Excerpted data Block Start
PR #4856, opened 2020-08-26
[cli] Remove abstract release-gold command

gastonponti:
### Description

The releasegold:release-gold is not a valid command (just a base one). Remove it from the cli


yorhodes (approved):
LGTM

PR #4858, opened 2020-08-26
[Wallet] Prevent getting stuck on PIN screen

### LINKED ISSUE #4486: User Stuck in Enter PIN page while trying to set up Account Key for second time  by tapping Account Key option from Menu
**Frequency:** 100%
**Repro App version:**  IOS Test flight Celo integration build v1.9.1 (41)
**Repro on device:** iphone 7(13.5.1), iphone 11(14.0)
**Repro Steps:**

1. Launch the Application and signup with test account
2. Tap on Set Up Now button of Your Account Key In-app notification
3. Make sure user redirect to Your Account key page
4. Tap on Hamburger Menu and tap on Account Key option
5. Enter the correct PIN 
6. Observe 

**Current Behavior:** User is getting stuck in Enter PIN page while trying to set up account key for second time  
**Impact:** User is not able to set up account key
**Expected Behavior:** After entering PIN user should redirect to Your Account Key page
**Attachment:** [StuckinEnterPINscreenfromNotificationIssue.mp4](https://drive.google.com/file/d/1aYrgv7S9YBOY5jpFwJ0R8CCMtMPEdP6v/view?usp=sharing)

gnardini:
### Description

The Account Key drawer item is 'protected' which means that when a user presses it the PIN enter screen shows up. The problem was that if you are already on that screen and you select the Account Key item again the pin is requested but when you finish and navigate to the Account Key screen nothing happens because you are already there.

### Tested

On simulator

### Related issues

- Fixes #4486


jmrossy (approved):

packages/mobile/src/navigator/DrawerNavigator.tsx
```diff
@@ -78,6 +80,7 @@ function CustomDrawerItemList({
   ...passThroughProps
 }: CustomDrawerItemListProps) {
   const buildLink = useLinkBuilder()
+  const navigationState = useNavigationState((navState) => navState)
```
jeanregisser: This will cause this component to re-render on every navigation state change, which might be ok but should better be avoided.

Since this is used only in `onPress`, what do you think of using `navigation.dangerouslyGetState()` there instead?
(though maybe this won't work quite right because of nesting, and we might need to get the parent navigation).

jeanregisser (commented):
Nice!

packages/mobile/src/navigator/DrawerNavigator.tsx
gnardini: Thanks for catching this! It did actually work since we were already passing the parent navigation :)

jeanregisser (approved):

Lss-Ankit:

Test scenarios:

1. enter PIN is not asked now when user taps on Account Key option from hamburger menu if user is already on Account Key screen from CTA
2. Enter PIN is asked when user taps on Account option from Hamburger menu if user is not in Account key screen

Devices: iPhone 6+ (12.4.5),

Fixed issues:

#4486 

Need Clarification: 
- Enter PIN is not asked when user taps on "Set up Now" button from Your account key.." CTA 

**can you please confirm is it expected?** 

Thanks !

PR #4861, opened 2020-08-26
adds tests for missing timestamp, fix log error

alecps:
### Description

Adds test to confirm backwards compatibility. Fixes minor reporting error: Signer logs were saying that query count was not incremented when in fact it was.

### Other changes

None

### Tested

With e2e tests

### Related issues

NA

### Backwards compatibility

Yes


packages/phone-number-privacy/signer/src/database/wrappers/account.ts
```diff
@@ -41,6 +41,7 @@ export async function incrementQueryCount(account: string) {
       await accounts()
         .where(ACCOUNTS_COLUMNS.address, account)
         .increment(ACCOUNTS_COLUMNS.numLookups, 1)
+      return true
```
alecps, line 44: This fixes the super small logging error. It wasn't going to break anything, but might have led to confusion while debugging.

codyborn (approved):

jmrossy (approved):

PR #4872, opened 2020-08-27
[Wallet] Reorganize and add e2e tests

gnardini:
### Description

All e2e were in a single file called `Transfer.spec.js`. This was fine when we had few tests, but as we added more having everything in a single file was starting to get messy and it was going to get worse.

I tried different ways to separate tests into different files, but all tests depend on the onboarding flow, so we couldn't have truly standalone test files unless we wanted to go through the onboarding flow on each one which would make running the tests take significantly longer.

In the end, I added one main file `TestRunner.spec.js` which simply calls the tests in all other files in the order that we want. This way, the app is not restarted between tests so they run quicker and it's easy to comment out or skip some if we want to run a single test file.

### Other changes

- Added a test for the 'Reset Valora' flow.
- Added a `-d` option to the `run_e2e.sh` script to simplify development.
- Updated README.


packages/mobile/src/account/saga.ts
```diff
@@ -109,9 +109,15 @@ function* clearStoredAccountSaga({ account }: ClearStoredAccountAction) {
     yield call(removeAccountLocally, account)
     yield call(clearStoredMnemonic)
     yield call(ValoraAnalytics.reset)
-    yield call(firebaseSignOut, firebase.app())
     yield call(deleteNodeData)
 
+    // Ignore error if it was caused by Firebase.
+    try {
+      yield call(firebaseSignOut, firebase.app())
```
jeanregisser, line 117: Why would this fail?

jeanregisser (approved):
w00t! Great changes! 🚀

packages/mobile/src/account/saga.ts
gnardini: If Firebase isn't initialized it fails. It failed for me on the test build, since I guess it's not enabled there, and just in case something happens in the production build I think it's better to have this check because if this fails the account is actually deleted but the user is stuck on the settings page so they need to kill the app and open it again to have it work.

jeanregisser: Oh yes, firebase init is under a config.
This looks good then, however we should only log the error `if (FIREBASE_ENABLED)` to prevent confusions as to what error is expected.

PR #4898, opened 2020-08-30
Allow overriding the hostAddress and hostPort for truffle configs

prasincs:
### Description

This PR keeps the behavior for running truffle commands the same for initializing the test network. We run multiple instances of celo for testing or similar networks and have to override the ports for testing, this allows us to be able to point to a different host/port combination for this, while keeping the default as is.

### Other changes

None, but if any other tool uses NODE_ADDRESS or NODE_PORT for similar function, it might conflict with this changes, I'm open to making a CELO_ prefix in addition 

### Tested

tested by running yarn init

### Related issues

None

### Backwards compatibility

Should be backwards compatible for cases other than I mentioned above


packages/protocol/truffle-config.js
```diff
@@ -38,10 +38,12 @@ const BAKLAVASTAGING_FROM = '0x4588ABb84e1BBEFc2BcF4b2296F785fB7AD9F285'
 
 // Gas limit is doubled for initial contract deployment.
 const gasLimit = argv.reset ? 20000000 : 12500000
+const hostAddress = process.env.NODE_ADDRESS || "127.0.0.1"; 
+const hostPort = parseInt(process.env.NODE_PORT || "8545");
```
nategraf:
```suggestion
const hostAddress = process.env.CELO_NODE_ADDRESS || "127.0.0.1"; 
const hostPort = parseInt(process.env.CELO_NODE_PORT || "8545");
```

nategraf (approved):
Good tweak! Thanks for submitting a PR! I would actually suggest using the `CELO_` prefix. I've added a comment with the suggestion so you can just hit commit suggestion. 🙏

barbaraliau:
@prasincs is this PR still relevant? If so, can you resolve the conflicts?

prasincs:
@barbaraliau it is indeed, sorry for the delay I have resolved the conflict

nambrot (approved):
Excerpted data Block End
### Exercise:
Please restate every record above word for word.

### Answer box:
PR #4856, opened 2020-08-26
[cli] Remove abstract release-gold command

gastonponti:
### Description

The releasegold:release-gold is not a valid command (just a base one). Remove it from the cli


yorhodes (approved):
LGTM

PR #4858, opened 2020-08-26
[Wallet] Prevent getting stuck on PIN screen

### LINKED ISSUE #4486: User Stuck in Enter PIN page while trying to set up Account Key for second time  by tapping Account Key option from Menu
**Frequency:** 100%
**Repro App version:**  IOS Test flight Celo integration build v1.9.1 (41)
**Repro on device:** iphone 7(13.5.1), iphone 11(14.0)
**Repro Steps:**

1. Launch the Application and signup with test account
2. Tap on Set Up Now button of Your Account Key In-app notification
3. Make sure user redirect to Your Account key page
4. Tap on Hamburger Menu and tap on Account Key option
5. Enter the correct PIN 
6. Observe 

**Current Behavior:** User is getting stuck in Enter PIN page while trying to set up account key for second time  
**Impact:** User is not able to set up account key
**Expected Behavior:** After entering PIN user should redirect to Your Account Key page
**Attachment:** [StuckinEnterPINscreenfromNotificationIssue.mp4](https://drive.google.com/file/d/1aYrgv7S9YBOY5jpFwJ0R8CCMtMPEdP6v/view?usp=sharing)

gnardini:
### Description

The Account Key drawer item is 'protected' which means that when a user presses it the PIN enter screen shows up. The problem was that if you are already on that screen and you select the Account Key item again the pin is requested but when you finish and navigate to the Account Key screen nothing happens because you are already there.

### Tested

On simulator

### Related issues

- Fixes #4486


jmrossy (approved):

packages/mobile/src/navigator/DrawerNavigator.tsx
```diff
@@ -78,6 +80,7 @@ function CustomDrawerItemList({
   ...passThroughProps
 }: CustomDrawerItemListProps) {
   const buildLink = useLinkBuilder()
+  const navigationState = useNavigationState((navState) => navState)
```
jeanregisser: This will cause this component to re-render on every navigation state change, which might be ok but should better be avoided.

Since this is used only in `onPress`, what do you think of using `navigation.dangerouslyGetState()` there instead?
(though maybe this won't work quite right because of nesting, and we might need to get the parent navigation).

jeanregisser (commented):
Nice!

packages/mobile/src/navigator/DrawerNavigator.tsx
gnardini: Thanks for catching this! It did actually work since we were already passing the parent navigation :)

jeanregisser (approved):

Lss-Ankit:

Test scenarios:

1. enter PIN is not asked now when user taps on Account Key option from hamburger menu if user is already on Account Key screen from CTA
2. Enter PIN is asked when user taps on Account option from Hamburger menu if user is not in Account key screen

Devices: iPhone 6+ (12.4.5),

Fixed issues:

#4486 

Need Clarification: 
- Enter PIN is not asked when user taps on "Set up Now" button from Your account key.." CTA 

**can you please confirm is it expected?** 

Thanks !

PR #4861, opened 2020-08-26
adds tests for missing timestamp, fix log error

alecps:
### Description

Adds test to confirm backwards compatibility. Fixes minor reporting error: Signer logs were saying that query count was not incremented when in fact it was.

### Other changes

None

### Tested

With e2e tests

### Related issues

NA

### Backwards compatibility

Yes


packages/phone-number-privacy/signer/src/database/wrappers/account.ts
```diff
@@ -41,6 +41,7 @@ export async function incrementQueryCount(account: string) {
       await accounts()
         .where(ACCOUNTS_COLUMNS.address, account)
         .increment(ACCOUNTS_COLUMNS.numLookups, 1)
+      return true
```
alecps, line 44: This fixes the super small logging error. It wasn't going to break anything, but might have led to confusion while debugging.

codyborn (approved):

jmrossy (approved):

PR #4872, opened 2020-08-27
[Wallet] Reorganize and add e2e tests

gnardini:
### Description

All e2e were in a single file called `Transfer.spec.js`. This was fine when we had few tests, but as we added more having everything in a single file was starting to get messy and it was going to get worse.

I tried different ways to separate tests into different files, but all tests depend on the onboarding flow, so we couldn't have truly standalone test files unless we wanted to go through the onboarding flow on each one which would make running the tests take significantly longer.

In the end, I added one main file `TestRunner.spec.js` which simply calls the tests in all other files in the order that we want. This way, the app is not restarted between tests so they run quicker and it's easy to comment out or skip some if we want to run a single test file.

### Other changes

- Added a test for the 'Reset Valora' flow.
- Added a `-d` option to the `run_e2e.sh` script to simplify development.
- Updated README.


packages/mobile/src/account/saga.ts
```diff
@@ -109,9 +109,15 @@ function* clearStoredAccountSaga({ account }: ClearStoredAccountAction) {
     yield call(removeAccountLocally, account)
     yield call(clearStoredMnemonic)
     yield call(ValoraAnalytics.reset)
-    yield call(firebaseSignOut, firebase.app())
     yield call(deleteNodeData)
 
+    // Ignore error if it was caused by Firebase.
+    try {
+      yield call(firebaseSignOut, firebase.app())
```
jeanregisser, line 117: Why would this fail?

jeanregisser (approved):
w00t! Great changes! 🚀

packages/mobile/src/account/saga.ts
gnardini: If Firebase isn't initialized it fails. It failed for me on the test build, since I guess it's not enabled there, and just in case something happens in the production build I think it's better to have this check because if this fails the account is actually deleted but the user is stuck on the settings page so they need to kill the app and open it again to have it work.

jeanregisser: Oh yes, firebase init is under a config.
This looks good then, however we should only log the error `if (FIREBASE_ENABLED)` to prevent confusions as to what error is expected.

PR #4898, opened 2020-08-30
Allow overriding the hostAddress and hostPort for truffle configs

prasincs:
### Description

This PR keeps the behavior for running truffle commands the same for initializing the test network. We run multiple instances of celo for testing or similar networks and have to override the ports for testing, this allows us to be able to point to a different host/port combination for this, while keeping the default as is.

### Other changes

None, but if any other tool uses NODE_ADDRESS or NODE_PORT for similar function, it might conflict with this changes, I'm open to making a CELO_ prefix in addition 

### Tested

tested by running yarn init

### Related issues

None

### Backwards compatibility

Should be backwards compatible for cases other than I mentioned above


packages/protocol/truffle-config.js
```diff
@@ -38,10 +38,12 @@ const BAKLAVASTAGING_FROM = '0x4588ABb84e1BBEFc2BcF4b2296F785fB7AD9F285'
 
 // Gas limit is doubled for initial contract deployment.
 const gasLimit = argv.reset ? 20000000 : 12500000
+const hostAddress = process.env.NODE_ADDRESS || "127.0.0.1"; 
+const hostPort = parseInt(process.env.NODE_PORT || "8545");
```
nategraf:
```suggestion
const hostAddress = process.env.CELO_NODE_ADDRESS || "127.0.0.1"; 
const hostPort = parseInt(process.env.CELO_NODE_PORT || "8545");
```

nategraf (approved):
Good tweak! Thanks for submitting a PR! I would actually suggest using the `CELO_` prefix. I've added a comment with the suggestion so you can just hit commit suggestion. 🙏

barbaraliau:
@prasincs is this PR still relevant? If so, can you resolve the conflicts?

prasincs:
@barbaraliau it is indeed, sorry for the delay I have resolved the conflict

nambrot (approved):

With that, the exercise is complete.